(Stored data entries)
◆ ◆ ◆ ◆ ◆ ◆ ◆
PR #5788, opened 2025-05-22
Improve Localazy integration

JcMinarro:
### 🎯 Goal
On this PR we are unifying all strings on a sincle `string.xml` file per module.
The Localazy config has been update to achieve this new behavior and the Github Actions related with Localazy has been update 

Complete: AND-565


.github/workflows/localazy-download.yml
```diff
@@ -5,19 +5,23 @@ on:
...
+
 jobs:
   localazy-download:
     name: Download strings from Localazy
     runs-on: ubuntu-22.04
     steps:
-      - uses: actions/checkout@v3.1.0
+      - uses: actions/checkout@v4.2.2
+        with:
+          fetch-depth: 0
```
andremion, line 17: Do we need to fetch all history for all branches and tags?

.github/workflows/localazy-upload.yml
```diff
@@ -4,18 +4,20 @@ on:
...
 jobs:
   localazy-upload:
     name: Upload strings to Localazy
     runs-on: ubuntu-22.04
     steps:
-      - uses: actions/checkout@v1
-      - uses: GetStream/android-ci-actions/actions/setup-java@main
+      - uses: actions/checkout@v4.2.2
+        with:
+          fetch-depth: 0
```
andremion, line 20: Do we need to fetch all history for all branches and tags?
◆ ◆ ◆ ◆ ◆ ◆ ◆
Read the lines above. Gather those in which the string "workflows" is found.

TASK SOLUTION -
.github/workflows/localazy-download.yml
.github/workflows/localazy-upload.yml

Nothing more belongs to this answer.